Task goal: Would you write out, word for word, each line of the records below from the top through the one holding "Follow-up to #1796, where"?

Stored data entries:
· · · · ·
PR #1819, opened 2018-01-11
Normalisation for RGB imshow

Zac-HD:
Follow-up to #1796, where normalisation and clipping of RGB[A] values were deferred so that we could match any upstream API.  matplotlib/matplotlib#10220 implements clipping to the valid range, but a strong consensus *against* RGB normalisation in matplotlib has emerged.

This pull therefore implements normalisation, and clips values only where our normalisation has pushed them out of range.

### DIFF
--- a/xarray/plot/plot.py
+++ b/xarray/plot/plot.py
@@ -15,8 +15,8 @@ import numpy as np
 import pandas as pd
 from datetime import datetime
 
-from .utils import (_determine_cmap_params, _infer_xy_labels, get_axis,
-                    import_matplotlib_pyplot)
+from .utils import (ROBUST_PERCENTILE, _determine_cmap_params,
+                    _infer_xy_labels, get_axis, import_matplotlib_pyplot)
 from .facetgrid import FacetGrid
 from xarray.core.pycompat import basestring
 
@@ -326,6 +326,39 @@ class _PlotMethods(object):
         return line(self._da, *args, **kwargs)
 
 
+def _rescale_imshow_rgb(darray, vmin, vmax, robust):
+    assert robust or vmin is not None or vmax is not None
+    # There's a cyclic dependency via DataArray, so we can't import from
+    # xarray.ufuncs in global scope.
+    from xarray.ufuncs import maximum, minimum
+    # Calculate vmin and vmax automatically for `robust=True`
+    if robust:
+        if vmax is None:
+            vmax = np.nanpercentile(darray, 100 - ROBUST_PERCENTILE)
+        if vmin is None:
+            vmin = np.nanpercentile(darray, ROBUST_PERCENTILE)
+    # If not robust and one bound is None, calculate the default other bound
+    # and check that an interval between them exists.
+    elif vmax is None:
+        vmax = 255 if np.issubdtype(darray.dtype, np.integer) else 1
+        if vmax < vmin:
+            raise ValueError(
+                'vmin=%r is less than the default vmax (%r) - you must supply '
+                'a vmax > vmin in this case.' % (vmin, vmax))
+    elif vmin is None:
+        vmin = 0
+        if vmin > vmax:
+            raise ValueError(
+                'vmax=%r is less than the default vmin (0) - you must supply '
+                'a vmin < vmax in this case.' % vmax)
+    # Scale interval [vmin .. vmax] to [0 .. 1], with darray as 64-bit float
+    # to avoid precision loss, integer over/underflow, etc with extreme inputs.
+    # After scaling, downcast to 32-bit float.  This substantially reduces
+    # memory usage after we hand `darray` off to matplotlib.
+    darray = ((darray.astype('f8') - vmin) / (vmax - vmin)).astype('f4')
+    return minimum(maximum(darray, 0), 1)
+
+
 def _plot2d(plotfunc):
     """
     Decorator for common 2d plotting logic
@@ -449,6 +482,11 @@ def _plot2d(plotfunc):
         if imshow_rgb:
             # Don't add a colorbar when showing an image with explicit colors
             add_colorbar = False
+            # Matplotlib does not support normalising RGB data, so do it here.
+            # See eg. https://github.com/matplotlib/matplotlib/pull/10220
+            if robust or vmax is not None or vmin is not None:
+                darray = _rescale_imshow_rgb(darray, vmin, vmax, robust)
+                vmin, vmax, robust = None, None, False
 
         # Handle facetgrids first
         if row or col:
@@ -624,6 +662,11 @@ def imshow(x, y, z, ax, **kwargs):
     two-dimensional, ``imshow`` also accepts a 3D array where some
     dimension can be interpreted as RGB or RGBA color channels and
     allows this dimension to be specified via the kwarg ``rgb=``.
+
+    Unlike matplotlib, Xarray can apply ``vmin`` and ``vmax`` to RGB or RGBA
+    data, by applying a single scaling factor and offset to all bands.
+    Passing  ``robust=True`` infers ``vmin`` and ``vmax``
+    :ref:`in the usual way <robust-plotting>`.
 
     .. note::
         This function needs uniformly spaced coordinates to
--- a/xarray/tests/test_plot.py
+++ b/xarray/tests/test_plot.py
@@ -1126,6 +1126,16 @@ class TestImshow(Common2dMixin, PlotTestCase):
         with pytest.raises(ValueError):
             arr.plot.imshow(rgb='band')
 
+    def test_normalize_rgb_imshow(self):
+        for kwds in (
+            dict(vmin=-1), dict(vmax=2),
+            dict(vmin=-1, vmax=1), dict(vmin=0, vmax=0),
+            dict(vmin=0, robust=True), dict(vmax=-1, robust=True),
+        ):
+            da = DataArray(easy_array((5, 5, 3), start=-0.6, stop=1.4))
+            arr = da.plot.imshow(**kwds).get_array()
+            assert 0 <= arr.min() <= arr.max() <= 1, kwds
+
 
 class TestFacetGrid(PlotTestCase):
     def setUp(self):
--- a/xarray/tests/test_plot.py
+++ b/xarray/tests/test_plot.py
@@ -1136,6 +1136,16 @@ class TestImshow(Common2dMixin, PlotTestCase):
             arr = da.plot.imshow(**kwds).get_array()
             assert 0 <= arr.min() <= arr.max() <= 1, kwds
 
+    def test_normalize_rgb_one_arg_error(self):
+        da = DataArray(easy_array((5, 5, 3), start=-0.6, stop=1.4))
+        # If passed one bound that implies all out of range, error:
+        for kwds in [dict(vmax=-1), dict(vmin=2)]:
+            with pytest.raises(ValueError):
+                da.plot.imshow(**kwds)
+        # If passed two that's just moving the range, *not* an error:
+        for kwds in [dict(vmax=-1, vmin=-1.2), dict(vmin=2, vmax=2.1)]:
+            da.plot.imshow(**kwds)
+
 
 class TestFacetGrid(PlotTestCase):
     def setUp(self):
--- a/doc/plotting.rst
+++ b/doc/plotting.rst
@@ -305,6 +305,8 @@ example, consider the original data in Kelvins rather than Celsius:
 The Celsius data contain 0, so a diverging color map was used. The
 Kelvins do not have 0, so the default color map was used.
 
+.. _robust-plotting:
+
 Robust
 ~~~~~~
 
--- a/doc/whats-new.rst
+++ b/doc/whats-new.rst
@@ -41,6 +41,7 @@ Enhancements
 - Support for using `Zarr`_ as storage layer for xarray.
   By `Ryan Abernathey <https://github.com/rabernat>`_.
 - :func:`xarray.plot.imshow` now handles RGB and RGBA images.
+  Saturation can be adjusted with ``vmin`` and ``vmax``, or with ``robust=True``.
   By `Zac Hatfield-Dodds <https://github.com/Zac-HD>`_.
 - Experimental support for parsing ENVI metadata to coordinates and attributes
   in :py:func:`xarray.open_rasterio`.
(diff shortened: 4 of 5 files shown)


Zac-HD:
CC @shoyer - hopefully I'm in time for Xarray 0.10.1 😉

xarray/plot/plot.py
```diff
@@ -449,6 +450,21 @@ def newplotfunc(darray, x=None, y=None, figsize=None, size=None,
         if imshow_rgb:
             # Don't add a colorbar when showing an image with explicit colors
             add_colorbar = False
+            # Calculate vmin and vmax automatically for `robust=True`
+            if robust:
+                vmin_tmp, vmax_tmp = darray.quantile(
+                    q=[ROBUST_PERCENTILE, 1 - ROBUST_PERCENTILE])
+                vmin = vmin if vmin is not None else vmin_tmp
+                vmax = vmax if vmax is not None else vmax_tmp
+                del vmin_tmp, vmax__tmp
```
jklymak: typo. `vmax_tmp`

xarray/plot/plot.py
```diff
@@ -449,6 +450,21 @@ def newplotfunc(darray, x=None, y=None, figsize=None, size=None,
...
+                robust=False
+            # Scale interval [vmin .. vmax] to [0 .. 1] and clip to bounds
+            if vmin is not None or vmax is not None:
+                vmin = vmin if vmin is not None else darray.min()
+                vmax = vmax if vmax is not None else darray.max()
+                darray = (darray.astype(np.float32) - vmin) / (vmax - vmin)
```
jklymak: We ran into dynamic range issues w/ `uint32` being converted to `float32`, particularly as some people use an extreme high value as a bad-data flag.  https://github.com/matplotlib/matplotlib/pull/10133

xarray/plot/plot.py
```diff
@@ -625,6 +641,10 @@ def imshow(x, y, z, ax, **kwargs):
     dimension can be interpreted as RGB or RGBA color channels and
     allows this dimension to be specified via the kwarg ``rgb=``.
 
+    Unlike matplotlib, Xarray can apply ``vmin`` and ``vmax`` to RGB or RGBA
+    data, by applying a single scaling factor and offset to all bands.
+    Passing  ``robust=True`` infers ``vmin`` and ``vmax`` in the usual way.
```
jklymak: ... infers vmin and vmax from the 96-th percentile of the data distribution. (Or reference the “usual way” somehow).

xarray/plot/plot.py
```diff
@@ -449,6 +450,21 @@ def newplotfunc(darray, x=None, y=None, figsize=None, size=None,
...
             # Don't add a colorbar when showing an image with explicit colors
             add_colorbar = False
+            # Calculate vmin and vmax automatically for `robust=True`
+            if robust:
+                vmin_tmp, vmax_tmp = darray.quantile(
+                    q=[ROBUST_PERCENTILE, 1 - ROBUST_PERCENTILE])
+                vmin = vmin if vmin is not None else vmin_tmp
+                vmax = vmax if vmax is not None else vmax_tmp
+                del vmin_tmp, vmax__tmp
+                robust=False
```
jhamman: 2 nits: 1) let garbage collection handle deleting your temp variables, 2) space in `robust = False`

xarray/tests/test_plot.py
```diff
@@ -1115,6 +1115,16 @@ def test_rgb_errors_bad_dim_sizes(self):
...
 
+    @pytest.mark.parametrize('kwds', [
+        dict(vmin=-1), dict(vmax=2), dict(vmin=-1, vmax=1),
+        dict(vmin=0, robust=True), dict(vmax=-1, robust=True),
+    ])
+    def test_normalise_rgb_imshow(kwds):
+        # Test for crash when normalising RGB data.  (further tests require a
+        # reference image, as the args used to be silently ignored instead)
+        da = easy_array((5, 5, 3), start=-0.6, stop=1.4)
+        da.plot.imshow(**kwds)
```
jhamman: I think you can test that the range of the values in this plot are correct.

xarray/plot/plot.py
```diff
@@ -449,6 +450,21 @@ def newplotfunc(darray, x=None, y=None, figsize=None, size=None,
         if imshow_rgb:
             # Don't add a colorbar when showing an image with explicit colors
             add_colorbar = False
+            # Calculate vmin and vmax automatically for `robust=True`
+            if robust:
+                vmin_tmp, vmax_tmp = darray.quantile(
+                    q=[ROBUST_PERCENTILE, 1 - ROBUST_PERCENTILE])
+                vmin = vmin if vmin is not None else vmin_tmp
+                vmax = vmax if vmax is not None else vmax_tmp
```
jhamman: perhaps we should skip the quantile calculation when both vmin/vmax are set. Then again, if robust is True, the behavior is poorly defined and maybe an error would be better.

xarray/plot/plot.py
shoyer: I think we use `locals()` somewhere below, which is why this is necessary (but yes it's pretty ugly)

Zac-HD:
@jhamman - all done 😄

xarray/plot/plot.py
```diff
@@ -449,10 +449,29 @@ def newplotfunc(darray, x=None, y=None, figsize=None, size=None,
...
+            # Scale interval [vmin .. vmax] to [0 .. 1] and clip to bounds
+            if vmin is not None or vmax is not None:
+                vmin = vmin if vmin is not None else darray.min()
+                vmax = vmax if vmax is not None else darray.max()
+                darray = darray.astype('f4' if vmax - vmin < 2 ** 32 else 'f8')
+                darray = ((darray - vmin) / (vmax - vmin)).astype('f4')
+                vmin, vmax = None, None
+                # There's a cyclic dependency via DataArray, so we can't
+                # import xarray.ufuncs in global or outer scope.
+                import xarray.ufuncs as xu
```
jhamman: we should be able to fix this.

xarray/plot/plot.py
```diff
@@ -449,10 +449,29 @@ def newplotfunc(darray, x=None, y=None, figsize=None, size=None,
...
+                if vmin is None:
+                    vmin = np.nanpercentile(darray, ROBUST_PERCENTILE)
+                if vmax is None:
+                    vmax = np.nanpercentile(darray, 100 - ROBUST_PERCENTILE)
+                robust = False
+            # Scale interval [vmin .. vmax] to [0 .. 1] and clip to bounds
+            if vmin is not None or vmax is not None:
+                vmin = vmin if vmin is not None else darray.min()
+                vmax = vmax if vmax is not None else darray.max()
+                darray = darray.astype('f4' if vmax - vmin < 2 ** 32 else 'f8')
```
jhamman: I think you can use `np.finfo('f4').max` here instead of `2**32`.

jklymak: I think it was uint32 that gave us trouble on Matplotlib.  i.e. way less than f4.max (I think?).  See https://github.com/matplotlib/matplotlib/pull/10133.  I was too lazy to figure out the actual limit (I guess its 2^N, where N is how many bits a float has dynamic range over.  I think its 32-1-8 = 2**23?

jhamman: So you can use `np.iinfo` instead:

```In [12]: np.iinfo(np.uint32)
Out[12]: iinfo(min=0, max=4294967295, dtype=uint32)
```

jklymak: Yeah, but thats not the problem.  The problem is that if you convert (a-vmin)/(1e9) then you can't tell the difference between a=1 and a=2 anymore if you only use float32.  

This came up in Matplotlib because the conversion to float happened with an automatic vmin and vmax, and the user had a large value as a bad-data flag.  *Then* the user subsequently set vmin - vmax = 10 or so, but the convert to float32 had erased all the dynamic between 0 and 10.  

Maybe `xarray` doesn't have this problem because you trust the user to set `vmin` and `vmax` during the `imshow` call.  But if someone grabs the image handle and tries to set the limits after the call they could have this problem.

Zac-HD: The more deeply I analyse matplotlib/matplotlib#10133, the more suspicious I get - there are actually *two* places you could get loss of precision: subtracting `vmin` (if <<0, loss of precision for high values), and dividing by `(vmin - vmax)`  (loss if vmax is large).

I think for Xarray, the best option is actually just to use `np.float64` in all cases.  We already have a habit of upcasting all the time anyway\*, and if that's lossy you're in trouble anyway.

\* (including `uint16` to `float64` when scaling, which is silly - issue incoming for that)

jklymak: vmin and A are still ints when vmin is removed from A.

Zac-HD: In which case you are vulnerable to underflow, and hence wraparound of values - that's why I cast to float64 here *first*!

jklymak: Not sure I follow.    

The case we were running into was 
```python
A = np.array( [[1, 2, 1e9], [3, 4, 5]], dtype=np.uint32)
im = plt.imshow(A)
im.set_clim([0., 5.])
```

When the data in the image is first input, `vmin = 1` and `vmax = 1e9`, and the underflow occurred when we cast to `np.float32`, which we did to help accommodate very large images. Hence the check on `vmax - vmin` to see if it is larger than 1e8 and to use `np.float64` for the case instead.  

Casting to `float64` first is great but apparently people sometimes have huge images, hence the extra rigamarole w/ using `float32` if possible.

Zac-HD: > vmin and A are still ints when vmin is removed from A.

Going and reading the code again, it's not - a_min is subtracted from A_scaled, which has a floating dtype.  In which case you're also safe from overflow/underflow, and have just added handling for loss of precision 😄

I remain happy with this solution - for Xarray, including passing non-RGB images directly to matplotlib - and suggest we take any further discussion to the upstream pull.

Zac-HD:
@jhamman - all done 😄

xarray/plot/plot.py
```diff
@@ -449,10 +449,28 @@ def newplotfunc(darray, x=None, y=None, figsize=None, size=None,
...
+            # Scale interval [vmin .. vmax] to [0 .. 1] and clip to bounds
+            if vmin is not None or vmax is not None:
+                vmin = vmin if vmin is not None else darray.min()
+                vmax = vmax if vmax is not None else darray.max()
+                darray = ((darray.astype('f8') - vmin) / (vmax - vmin))
+                vmin, vmax = None, None
+                # There's a cyclic dependency via DataArray, so we can't
+                # import xarray.ufuncs in global or outer scope.
+                import xarray.ufuncs as xu
+                darray = xu.minimum(xu.maximum(darray.astype('f4'), 0), 1)
```
jhamman: do we need to type cast this back to a 4byte float?

jhamman: @shoyer - do you have a solution off had for the cyclic import problem here?

Zac-HD: We don't *need* to downcast, in that it will work even if we don't, but downcasting ~halves memory use further inside matplotlib which can be a 5-10x multiple of the input data size.  Happy to remove if you don't think that's worth it.

The best alternative solution I can see is refactoring `xarray.ufuncs` to do all the imports inside a function or class, and pay the performance cost when creating ufuncs and slightly increased overhead in dispatch.  Personally, I prefer a slight slowdown when creating scaled RGB images - much less common, and it's probably negligible given the array operations involved anyway.

Zac-HD:
Ping @shoyer, @jhamman - I think we're out of blockers and ready to merge 😄

xarray/plot/plot.py
```diff
@@ -449,10 +449,28 @@ def newplotfunc(darray, x=None, y=None, figsize=None, size=None,
...
+            if robust:
+                if vmin is None:
+                    vmin = np.nanpercentile(darray, ROBUST_PERCENTILE)
+                if vmax is None:
+                    vmax = np.nanpercentile(darray, 100 - ROBUST_PERCENTILE)
+                robust = False
+            # Scale interval [vmin .. vmax] to [0 .. 1] and clip to bounds
+            if vmin is not None or vmax is not None:
+                vmin = vmin if vmin is not None else darray.min()
+                vmax = vmax if vmax is not None else darray.max()
```
shoyer: Shouldn't the default here for vmin/vmax be 0/1 rather than the min/max values of the array? That would seem a little less surprising to me. Otherwise setting one of `vmin`/`vmax` would cause the other to be automatically set which seems strange.

xarray/plot/plot.py
shoyer: I'm happy with downcasting, let's just add a comment to explain why.

I don't think we can avoid the cycle import issue. This is a downside of our method heavy design. However, it would be nice if we moved the import statement to the top of the method.

xarray/plot/plot.py
```diff
@@ -449,10 +449,28 @@ def newplotfunc(darray, x=None, y=None, figsize=None, size=None,
         if imshow_rgb:
             # Don't add a colorbar when showing an image with explicit colors
             add_colorbar = False
+            # Calculate vmin and vmax automatically for `robust=True`
```
shoyer: Can we move this logic to a separate helper function, e.g., ` _rescale_imshow_rgb(darray, vmin, vmax, robust)`? This method is already getting pretty long.

Zac-HD:
Method extracted, default for missing bounds fixed, comment added, import moved.  Also added a check that you haven't accidentally reversed the bounds while supplying only one.

xarray/plot/plot.py
```diff
@@ -326,6 +326,39 @@ def line(self, *args, **kwargs):
...
+        if vmax is None:
+            vmax = np.nanpercentile(darray, 100 - ROBUST_PERCENTILE)
+        if vmin is None:
+            vmin = np.nanpercentile(darray, ROBUST_PERCENTILE)
+    # If not robust and one bound is None, calculate the default other bound
+    # and check that an interval between them exists.
+    elif vmax is None:
+        vmax = 255 if np.issubdtype(darray.dtype, np.integer) else 1
+        if vmax < vmin:
+            raise ValueError(
```
shoyer: These error checks look great, thanks! Can you add a test that covers them?

Zac-HD: Done 😄

Zac-HD:
Ping @jhamman?

jhamman:
In it goes. Thanks @Zac-HD.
· · · · ·
Written response:
PR #1819, opened 2018-01-11
Normalisation for RGB imshow

Zac-HD:
Follow-up to #1796, where normalisation and clipping of RGB[A] values were deferred so that we could match any upstream API.  matplotlib/matplotlib#10220 implements clipping to the valid range, but a strong consensus *against* RGB normalisation in matplotlib has emerged.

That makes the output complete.